3- Você tenta “vendê” copy e escrita?

Pois na prática, NINGUÉM quer copy e escrita. E por isso o cliente só paga uma merreca.

4- Você faz de tudo pra agradar o cliente? Concorda com tudo que ele diz?

Isso sempre termina com você abrindo as pernas pros termos do cliente.

5- Você controla a conversa ou sente que a reunião só segue o rumo que o cliente determina?

Se você não controla, é controlado. E perde a negociação.
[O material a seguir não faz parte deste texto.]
PR #877, opened 2026-03-06
perf(codex): skip out-of-range date directories when --since/--until is set

jleechan2015:
### Root cause (Codex)

`loadTokenUsageEvents()` in `apps/codex/src/data-loader.ts` used `glob('**/*.jsonl', { cwd: sessionsDir })` — a full recursive scan unconditionally, regardless of `--since`/`--until`. The `since`/`until` values were forwarded only to the **report-building** step, not to the file-discovery step.

### Root cause (ccusage / Claude sessions)

`globUsageFiles()` in `apps/ccusage/src/data-loader.ts` globbed all `~/.claude/projects/**/*.jsonl` files (28 800+ files / 6.7 GB on large installs) before any date filtering. Claude sessions have no date directory hierarchy, so tree-traversal pruning is not applicable.

### Observed failure

On large installs the session directory exceeds available memory; macOS OOM-kills the Node process:
```
Command ccusage-codex daily --since 20260227 --order desc --json exited with code null
```

---

### Codex — directory-tree traversal pruning (`apps/codex/src/data-loader.ts`)

Added `listSessionFiles()` which enumerates `YYYY/MM/DD` directories and skips entire subtrees outside the requested date range before globbing. Falls back to `**/*.jsonl` when no date filter is given. Also preserves legacy flat `*.jsonl` files at the sessions root (reviewer feedback).

Measured on 35 GB / 12 000+ file store with `--since 7d`:
- Before: OOM kill
- After: completes in ~4 s

### ccusage — mtime-based file pruning (`apps/ccusage/src/data-loader.ts`)

Added `filterFilesByMtime()` which uses `stat()` to skip files whose mtime is more than one day before `--since`. The 24-hour buffer absorbs timezone differences. `--until` is intentionally not used for mtime pruning (a file updated after `--until` may still hold entries from before it).

Applied in `globUsageFiles()`, `loadDailyUsageData()`, `loadSessionData()`, and `loadSessionBlockData()`.

Measured on 28 800-file / 6.7 GB Claude store with `--since 7d`:
- Before: ~90 s
- After: ~25 s (10 000 files pass mtime; ~19 000 pruned at stat level)

---

## TDD methodology

RED → GREEN for each fix. In-source vitest tests added:
- Codex: `skips date directories outside the since/until range` + `includes root-level *.jsonl files when date filters are active`
- ccusage: `skips files whose mtime is more than one day before since` (uses `utimes()` to set deterministic mtime on fixture files)

---

## Impact

| Scenario | Before | After |
|---|---|---|
| `ccusage-codex --since 7d` on 35 GB store | OOM kill | ~4 s |
| `ccusage --since 7d` on 6.7 GB store | ~90 s | ~25 s |
| No date filters | Full glob (unchanged) | Full glob (unchanged) |

## Summary by CodeRabbit

* **New Features**
  * Date-range filtering for token-usage reports across daily, monthly, and session views—specify since/until to limit data.
  * Improved session/usage file selection: supports dated directory traversal and legacy root-level files, with timezone-aware mtime pruning to reduce false positives.
  * Preserves existing output shape and compatibility while enabling more targeted, efficient queries.

### DIFF
--- a/apps/ccusage/src/data-loader.ts
+++ b/apps/ccusage/src/data-loader.ts
@@ -13,7 +13,7 @@ import type { LoadedUsageEntry, SessionBlock } from './_session-blocks.ts';
 import type { ActivityDate, Bucket, CostMode, ModelName, SortOrder, Version } from './_types.ts';
 import { Buffer } from 'node:buffer';
 import { createReadStream, createWriteStream } from 'node:fs';
-import { readFile } from 'node:fs/promises';
+import { readFile, stat } from 'node:fs/promises';
 import path from 'node:path';
 import process from 'node:process';
 import { createInterface } from 'node:readline';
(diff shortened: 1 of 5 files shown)


ryoppippi:

PR #879, opened 2026-03-07
feat(opencode): migrate from JSON files to SQLite database

yukukotani:
## Summary

OpenCode has migrated data store from JSON files to SQLite database in [v1.2.0](https://github.com/anomalyco/opencode/releases/tag/v1.2.0).

This PR follows that migration.

## Note

- This PR introduces breaking changes. It will not work with OpenCode under v1.2.0.

## Summary by CodeRabbit

* **New Features**
  * Data storage migrated from per-message files to a centralized SQLite database for sessions and messages.

* **Documentation**
  * Updated docs and README to reflect the new database-backed storage model and token/cost data access.

* **Chores**
  * Bumped minimum Node.js requirement to v22.13.0.
  * Removed unused development dependencies.

### DIFF
--- a/apps/opencode/package.json
+++ b/apps/opencode/package.json
@@ -32,7 +32,7 @@
 		}
 	},
 	"engines": {
-		"node": ">=20.19.4"
+		"node": ">=22.13.0"
 	},
 	"scripts": {
 		"build": "tsdown",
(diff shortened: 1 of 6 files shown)


apps/opencode/package.json
```diff
@@ -32,7 +32,7 @@
 		}
 	},
 	"engines": {
-		"node": ">=20.19.4"
+		"node": ">=22.13.0"
```
yukukotani, line 35: Bumping this since `node:sqlite` was introduced in Node v22. We can stick with v20 if adding a dependency is okay.

cristoslc:
Your `role='assistant'` SQL filter was a good call — we adopted it in #943. We kept the legacy JSON fallback (non-breaking) since some installs may have historical data not backfilled into the DB. Would value your take on the cross-source merge approach.

ryoppippi:
Closing during repository triage. This is superseded by the current main branch implementation, and the PR is now conflicting with the newer ccusage architecture. Thanks for the work here; if there is still a remaining gap, it should come back as a fresh PR against the current unified adapter layout.

PR #850, opened 2026-02-18
fix(opencode): support SQLite database for OpenCode >= 1.2.2

dobbymaniac:
## Summary

Fixes #845

OpenCode 1.2.2+ migrated from individual JSON files (`storage/message/*.json`) to a SQLite database (`opencode.db`). This PR adds SQLite reading support with automatic fallback to legacy JSON files for older OpenCode versions.

## Changes

- **`apps/opencode/src/data-loader.ts`** — Added `openSqliteDb()` adapter that tries `better-sqlite3` then `bun:sqlite`, plus `loadMessagesFromSqlite()` and `loadSessionsFromSqlite()` functions. Public API (`loadOpenCodeMessages`, `loadOpenCodeSessions`) now tries SQLite first, falls back to JSON.
- **`apps/opencode/package.json`** — Added `better-sqlite3` as a runtime dependency.
- **`apps/opencode/tsdown.config.ts`** — Marked `better-sqlite3` as external (native addon, cannot be bundled).
- **`pnpm-workspace.yaml`** — Added `better-sqlite3` to catalog and `allowBuilds`.

## How it works

1. Check if `opencode.db` exists in the OpenCode data directory
2. If yes → query `message` and `session` tables via SQLite
3. If no (or SQLite fails) → fall back to legacy JSON file globbing

The SQLite `message.data` column contains the same JSON structure as the old files, so the parsing/filtering logic is equivalent.

## Testing

- All 6 existing tests pass
- Verified `daily`, `session`, and `weekly` commands against a real OpenCode 1.2.2+ database

## Release Notes

* **New Features**
  * OpenCode now supports efficient local database loading for improved performance, with automatic fallback to existing formats.
  * Extended token tracking to include reasoning data alongside input and output metrics.

* **Chores**
  * Updated build and workspace configuration for optimized dependency management.

PR #887, opened 2026-03-10
feature(opencode): support opencode sqlite storage

unsync:
## Summary

Initial credits to https://github.com/ryoppippi/ccusage/pull/850
Duplicate: https://github.com/ryoppippi/ccusage/pull/879

### Why this change was made
OpenCode moved its usage data to `opencode.db` in newer releases, so `ccusage` was missing recent OpenCode activity and falling back to stale legacy JSON data.

### Description
This PR adds SQLite-backed OpenCode loading with a legacy JSON fallback so the OpenCode reports stay accurate across both old and new OpenCode storage formats.
- Reads OpenCode usage and session metadata from `~/.local/share/opencode/opencode.db` when present, while preserving the existing JSON-file path for older installs.
- Keeps `daily` and `session` reports consistent by sharing one combined SQLite load path instead of re-reading usage and session data separately.
- Falls back to `bun:sqlite` when `better-sqlite3` is unavailable or cannot open under Bun, which fixes local Bun-based CLI runs.
- Adds focused loader tests for SQLite parsing, deduplication, timestamp fallback, and session metadata defaults.
- Adds `better-sqlite3` as an optional OpenCode dependency and updates workspace build approval/catalog entries for the new native package.

### Blast Radius
- Affects only the OpenCode CLI package under `apps/opencode` plus the minimal workspace dependency metadata needed to ship the SQLite reader.
- Impacts users running `ccusage` against newer OpenCode installs that now store usage in SQLite instead of JSON files.

### Practical Consequence
- After deploy, OpenCode reports should include recent usage again instead of stopping at the last legacy JSON records.
- Bun-based local runs continue to work even though Bun cannot use `better-sqlite3` directly, because the loader now falls back to `bun:sqlite` instead of dropping to legacy JSON.

### Decisions
- Kept the change scoped to OpenCode data loading and package metadata instead of refactoring unrelated report logic.
- Made `better-sqlite3` optional and externalized it so Node builds can use it while Bun runtime still has a supported fallback.
- Preserved the legacy JSON loader as a compatibility path for older OpenCode versions and as a recovery path when SQLite reads fail.

### Verification
- Ran `pnpm --filter @ccusage/opencode run test` successfully.
- Ran `pnpm --filter ccusage run test` successfully.
- Ran `pnpm typecheck` successfully.
- Ran `pnpm --filter @ccusage/opencode run start daily` successfully under Bun and confirmed it now prints a real report instead of falling back after a SQLite open failure.

## Summary by CodeRabbit

* **New Features**
  * Support for faster OpenCode data loading from local SQLite databases (OpenCode ≥ 1.2.2) with automatic fallback to legacy JSON for compatibility.

* **Chores**
  * Enabled optional SQLite runtime support and updated build config to allow bundling the SQLite runtime when present.

* **Tests**
  * Added tests and test helpers covering SQLite loading, deduplication, filtering, timestamp handling, and session metadata.

### DIFF
--- a/apps/opencode/src/cost-utils.ts
+++ b/apps/opencode/src/cost-utils.ts
@@ -11,8 +11,13 @@ const MODEL_ALIASES: Record<string, string> = {
 	'gemini-3-pro-high': 'gemini-3-pro-preview',
 };
 
+function normalizeClaudeModelName(modelName: string): string {
+	return modelName.replace(/^claude-(opus|sonnet|haiku)-(\d+)\.(\d+)$/, 'claude-$1-$2-$3');
+}
+
 function resolveModelName(modelName: string): string {
-	return MODEL_ALIASES[modelName] ?? modelName;
+	const normalizedModelName = normalizeClaudeModelName(modelName);
+	return MODEL_ALIASES[normalizedModelName] ?? normalizedModelName;
 }
 
 /**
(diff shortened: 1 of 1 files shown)


yukukotani:
@unsync Thanks for sharing that! It seems like just a trade-off between simplicity and compatibility. #879 is simple and less dependencies but not compatible for older opencode. And I believe @ryoppippi loves simplicity.

unsync:
> @unsync Thanks for sharing that! It seems like just a trade-off between simplicity and compatibility. #879 is simple and less dependencies but not compatible for older opencode. And I believe @ryoppippi loves simplicity.

@yukukotani thanks for the reply !

If it was up to me alone, your PR is fine, only two points i see is:
- the node 22 requirement which is more than an opencode-only compatibility
- the reported bug on claude models usage that I fixed here

If @ryoppippi favor your PR I'd be glad to add my usage fix on your PR so we don't need to create another one 🙏

entrptaher:
Wondering why this was not merged. For now I have to clone the repo manually and test it there.

cristoslc:
Your `SqliteAdapter` abstraction and `bun:sqlite` fallback were the right approach — we adopted both in #943 along with your better-sqlite3-as-external pattern. Our PR also adds cross-source merge (DB + legacy files), channel-variant DB detection, and path caching. Note: we scoped out your `normalizeClaudeModelName()` fix as a separate PR since it's a pricing lookup concern, not a SQLite concern. Would value your review.

unsync:
@cristoslc followed your progress, but didn't dive into the code, will try.

I'm closing in favor of https://github.com/ryoppippi/ccusage/pull/943 or https://github.com/ryoppippi/ccusage/pull/879 from @yukukotani to avoid the PR bloat around this.

PR #898, opened 2026-03-18
fix(ccusage): add flat pricing for Opus 4.6 / Sonnet 4.6 to fix inflated costs

### LINKED ISSUE #891: Inflated cost calculation since Opus 1M context enabled in 2.1.75
I think 1M context was enabled on Opus in claude code version 2.1.75

Since then ccusage shows way higher cost. The input/output tokens on 14th March are lower than on 12th march but still the cost is more than 5x. Cache read is around 4x higher on 14th March but that can't account for the cost.

Image

MumuTW:
## Summary

- Fixes inflated cost calculation for Claude Opus 4.6 since Claude Code enabled 1M context in v2.1.75
- Claude Opus 4.6 and Sonnet 4.6 use **flat pricing** across the full 1M context window — no premium for requests exceeding 200k input tokens ([docs](https://docs.anthropic.com/en/docs/about-claude/pricing#long-context-pricing))
- LiteLLM's dataset only has Bedrock entries (`anthropic.claude-opus-4-6-v1`) which include `*_above_200k_tokens` tiered pricing fields; when ccusage falls back to substring matching it picks up the Bedrock entry and incorrectly applies tiered pricing
- Fix: inject entries keyed by the exact Anthropic API model names (`claude-opus-4-6`, `claude-sonnet-4-6`) with correct flat pricing so direct lookup succeeds before the substring fallback fires

## Test plan

- [x] All 252 existing ccusage tests pass
- [x] All 9 internal pricing tests pass
- [ ] Verify with a real Claude Code session that Opus 4.6 costs are no longer inflated

Fixes #891

## Summary by CodeRabbit

* **New Features**
  * Added support for injecting first-party flat pricing entries for specific Anthropic models so direct API lookups use precise flat rates.
* **Bug Fixes**
  * Improved cost calculation accuracy for Claude Opus/Sonnet models when using direct Anthropic pricing.
* **Tests**
  * Added tests verifying flat-pricing calculations and override behavior.

### DIFF
--- a/apps/ccusage/src/_macro.ts
+++ b/apps/ccusage/src/_macro.ts
@@ -13,10 +13,47 @@ function isClaudeModel(modelName: string, _pricing: LiteLLMModelPricing): boolea
 	);
 }
 
+/**
+ * Anthropic API pricing for 1M-context models that use flat (non-tiered) pricing.
+ *
+ * Claude Opus 4.6 and Sonnet 4.6 include the full 1M context window at standard
+ * pricing — there is no premium for requests exceeding 200k input tokens.
+ * See: https://docs.anthropic.com/en/docs/about-claude/pricing#long-context-pricing
+ *
+ * LiteLLM's dataset only contains Bedrock entries (e.g. `anthropic.claude-opus-4-6-v1`)
+ * which carry `*_above_200k_tokens` fields for Bedrock-specific tiered pricing.
+ * When ccusage falls back to substring matching, it picks up those Bedrock entries
+ * and incorrectly applies tiered pricing to direct Anthropic API usage, inflating costs.
+ *
+ * By injecting entries keyed by the exact Anthropic API model names, direct lookup
+ * succeeds before the substring fallback ever fires.
+ */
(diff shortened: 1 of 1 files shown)


ryoppippi:
Thank you for opening this and for digging into the inflated Opus 4.6 pricing issue.

After checking the current Anthropic pricing docs and the latest LiteLLM pricing dataset, I think we should not merge this as-is. LiteLLM now has first-party claude-opus-4-6, claude-opus-4-7, and claude-sonnet-4-6 entries with flat 1M-context pricing, so ccusage should avoid hardcoding those prices locally.

Also, this does not apply to every 4.5 model: claude-sonnet-4-5 still has above-200k tier fields in LiteLLM, while the 1M flat long-context pricing is currently documented for Opus 4.7, Opus 4.6, and Sonnet 4.6.

I will close this in favour of a narrower PR that relies on LiteLLM first-party flat entries and avoids falling through to provider-specific substring matches where that would select the wrong pricing. Sorry for the churn here, and thanks again for catching the underlying issue.

ryoppippi:
Closing this in favour of a narrower follow-up PR that relies on LiteLLM first-party flat pricing entries instead of hardcoding model prices in ccusage.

6- Você passa a reunião inteira respondendo perguntas?

Você perdeu.

7- Você fala seu preço com segurança e confiança?

Se não, eles vão sentir isso do outro lado e enfraquecer você.

8- Você deixa o cliente determinar como seu trabalho será feito?

Aí se lascou mesmo.

Enfim.

A lista é grande mas acho que já dá pra ter uma boa noção com isso.

E se você respondeu sim pra alguma das perguntas acima…

Eu recomendo entrar de cabeça em meu novo treinamento de negociação e fechamento de clientes que sai essa semana.

Nele você vai ver como virar esse jogo, cobrar mais caro e até entregar menos trabalho.

Tudo isso usando apenas negociação.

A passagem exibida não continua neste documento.